Last Round!

You guys, we did it! Last round of chemo! And it came with a pleasant surprise. Because my neuropathy is so bad, I got to skip my chemo drip all together this last round. I still had my take-home chemo but less is good! Ha, silver linings! So next steps: I have a CT scan and MRI scheduled for October 10th. Why wait so long before scans? I’m glad you asked. Two main reasons. 1. It allows the chemo in my body to continue to attack the cancer cells. And 2. The delay gives my body time to heal and be less inflamed for the scans. I will then meet with my oncologist and surgeon on October 14 to figure out next steps: observation or surgery. After all this, then we will schedule a time to get my port out of my chest but not until after surgery (or whatever is next). Is surgery a guarantee? I don’t know. It will depend on how my scans look and the recommendation of my surgeon. But this “I don’t know” has been a common statement with my cancer journey. It has been a challenge for me because I’m a planner; I like things figured out. And if things aren’t figured out, I am working to figure them out. I like to know if I work X hard, I will earn Y. But that is not how things have gone. If I’m being honest, this point of not knowing has been the hardest and also normally when I notice my emotions start spiraling: not knowing timing of scans, not knowing if I will have surgery, not knowing how long side effects from treatment will last, not knowing when I should go back to full-time work, not knowing what job I may go back to full-time, not knowing when the right house may come on the market for us.

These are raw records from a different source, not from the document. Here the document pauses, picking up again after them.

PR #2477, opened 2022-05-05
Support COM activation from elevated processes

pmpurifoy:
Task:
Enable elevated apps to CoCreateInstance the PushNotificationsLongRunningProcess by having single source of Proxy/Stub dll in the framework package MSIX instead of the LRP MSIX.

Status:
Failed to find proxy registration for IID: {60FC21B2-B396-4D49-94F0-7555869FB93C}. This IID is supposed to be associated with the IWpnLrpPlatform but the client cannot find it as of now. After install the Microsoft.WindowsAppRuntime.Framework (test package), I cannot find either of the COM interfaces in the registry.


test/DynamicDependency/data/Microsoft.WindowsAppRuntime.Framework/appxmanifest.xml
```diff
@@ -99,5 +99,17 @@
             <ActivatableClass ActivatableClassId="Microsoft.Windows.Security.AccessControl.SecurityDescriptorHelpers" ThreadingModel="both" />
         </InProcessServer>
     </Extension>
+    <Extension Category="windows.activatableClass.proxyStub">
+        <ProxyStub ClassId="60FC21B2-B396-4D49-94F0-7555869FB93C">
+          <Path>PushNotificationsLongRunningTask.ProxyStub.dll</Path>
```
hulumane, line 104: Who generates this proxystub? Shouldn't it be the singleton that generates this?

pmpurifoy: The ProxyStub dll is generated by the dev/PushNotifications/PushNotificationsLongRunningTask.ProxyStub project. We are moving the dll to the framework package so the client/server can pull the ProxyStub from single dependency.

test/DynamicDependency/data/Microsoft.WindowsAppRuntime.Framework/appxmanifest.xml
```diff
@@ -99,5 +99,17 @@
             <ActivatableClass ActivatableClassId="Microsoft.Windows.Security.AccessControl.SecurityDescriptorHelpers" ThreadingModel="both" />
         </InProcessServer>
     </Extension>
+    <Extension Category="windows.activatableClass.proxyStub">
+        <ProxyStub ClassId="60FC21B2-B396-4D49-94F0-7555869FB93C">
```
brialmsft, line 103: The proxy/stub CLSIDs for this seem incorrect; did you test that this actually works for both interfaces?

The general rule for proxy/stub CLSIDs is that a given set of IDLs built together will share a single proxy/stub CLSID (1 generated dlldata.c file = 1 proxy/stub CLSID). As a _default_, the proxy/stub CLSID for a dlldata.c file is the IID of the first interface in it. That's why you'll often see registrations where the proxy/stub CLSID matches an IID, which tricks you into making the mistake you've made here, and assuming that they _always_ match.
In addition to being a bit confusing, this default is also unstable; an otherwise reasonable change to the code (e.g. adding a new IDL file to the directory, or adding a new interface to the existing file and putting it above the topmost existing interface for style reasons) could shift which interface is listed first in dlldata.c, resulting in the proxy/stub CLSID changing and breaking all these registrations.

My recommendation is to always explicitly set a proxy/stub CLSID when building a proxy/stub DLL. There are 2 pretty typical patterns:

- Generate a completely new proxy/stub CLSID GUID, and use a C define like "PROXY_CLSID_IS={0x1A7F9F39,0xFB98,0x4405,{0xA6,0x6D,0x95,0x4E,0x07,0x71,0x4E,0x2A}}" to set it. The main downside is that you need to use struct syntax for the GUID, which looks a little gross. The upside is that it's completely self-contained.
- Reference an existing GUID symbol using a C define like "PROXY_CLSID=IID_IWpnForegroundSink". This symbol has to be something that can be resolved when linking the proxy/stub DLL, since it's external from dlldata.c's perspective. You could either use an existing IID (as in my example), or generate a new GUID just for your proxy/stub CLSID and use that.

Whichever approach you go with, your DLL should end up with a single predictable proxy/stub CLSID. Then on the registration side, you'll have a single windows.activatableClass.proxyStub extension, with a single ProxyStub element (with a now-predictable ClassId value), and multiple interfaces underneath it.

brialmsft:
It's not touched in this PR, but I'd generally recommend getting rid of the entire "library" block in your IDL file.

libraries are mostly intended for generating typelibs, which you don't make use of. You're following a bad pattern where you use a library block just to generate a CLSID for NotificationsLongRunningPlatform. Much cleaner to replace that whole library block with 1 line:
declare_guid(CLSID_NotificationsLongRunningPlatform, PUSHNOTIFICATIONS_IMPL_CLSID_UUID)

brialmsft (changes requested):

test/DynamicDependency/data/Microsoft.WindowsAppRuntime.Framework/appxmanifest.xml
brialmsft: > Whichever approach you go with, your DLL should end up with a single predictable proxy/stub CLSID.
To expand on this a bit (not relevant to your immediate scenario): you _can_ have a DLL that supports multiple proxy/stub CLSIDs, but only in more complicated scenarios where you're building IDLs in multiple locations. Making this work requires defining different ENTRY_PREFIXes to allow you to combine multiple DllGetClassObject definitions from multiple generated dlldata.c files, and then defining the DLL's _real_ DllGetClassObject manually so that it queries each of the generated prefixed DllGetClassObject functions.

Again, none of this applies here, because this is the simple case: all the IDLs in your proxy/stub DLL are built in a single location. I'm just noting that solutions for the more complicated scenario exist, for future reference.

dev/PushNotifications/PushNotificationUtility.h
```diff
@@ -129,7 +129,9 @@ namespace winrt::Microsoft::Windows::PushNotifications::Helpers
 
     inline wil::com_ptr<INotificationsLongRunningPlatform> GetNotificationPlatform()
     {
-        return wil::CoCreateInstance<NotificationsLongRunningPlatform, INotificationsLongRunningPlatform>(CLSCTX_LOCAL_SERVER);
+        wil::com_ptr<INotificationsLongRunningPlatform> platform;
+        THROW_IF_FAILED(CoCreateInstance(CLSID_NotificationsLongRunningPlatform, nullptr, (CLSCTX_LOCAL_SERVER | CLSCTX_ALLOW_LOWER_TRUST_REGISTRATION), IID_PPV_ARGS(&platform)));
```
brialmsft, line 133: If you prefer WIL, there is a wil::CoCreateInstance that takes CLSID as a normal parameter (rather than the "CLSID carried by the UUID attribute of a template parameter" form you previously used); you don't need to switch to the raw API.

dev/PushNotifications/PushNotificationsLongRunningTask.ProxyStub/NotificationsLongRunningProcess.idl
```diff
@@ -38,13 +38,4 @@ interface INotificationsLongRunningPlatform : IUnknown
     HRESULT RemoveToastRegistrationMapping([in] LPCWSTR processName);
 };
 
-[uuid(PUSHNOTIFICATIONS_LIBID_UUID)]
```
brialmsft, line 41: Should be able to delete definition of PUSHNOTIFICATIONS_LIBID_UUID too?

pmpurifoy:
This does not work for non-elevated process. It was pulling the proxyStub from an already registered package.

dev/PushNotifications/PushNotificationUtility.h
brialmsft, line 133: Warning: CoCreateInstance rejects unknown CLSCTX flags, and CLSCTX_ALLOW_LOWER_TRUST_REGISTRATION will not be available on all machines that support WinAppSdk (the feature is serviced to all RS5+ releases, but you can't always assume that the machine you're running on is fully patched).

Be sure to consider whether the failure mode of passing this flag on an unpatched system is what you want, or if you need to do runtime probing for whether CLSCTX_ALLOW_LOWER_TRUST_REGISTRATION is supported to get correct behavior on those systems.

PR #809, opened 2022-01-27
add garizon chain

portuu3:


ligi (changes requested):
The shortnames must be unique - also maybe add a parent field

PR #826, opened 2022-01-31
Add eCredits mainnet & testnet

ecsdev2:


ligi (changes requested):
filename extension must be json

ecsdev2:
> filename extension must be json

Sorry, silly mistake

ligi (changes requested):
short name must be unique - but found `ecs` more than once

PR #832, opened 2022-02-04
Add Palm RPC endpoints

mbaxter:
### Description

Add RPC endpoints for the Palm network.


ptescher:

And on and on it goes. Time to take a step back. Take a deep breath. Sometimes, I need to be kinder to myself. I just finished chemotherapy. I already finished radiation. I am doing the hard things. So as much as I dislike it, I am going to continue to sit in the many unknowns of what is coming. Silver lining though, I am much further in this journey and the light at the end of the tunnel is getting brighter!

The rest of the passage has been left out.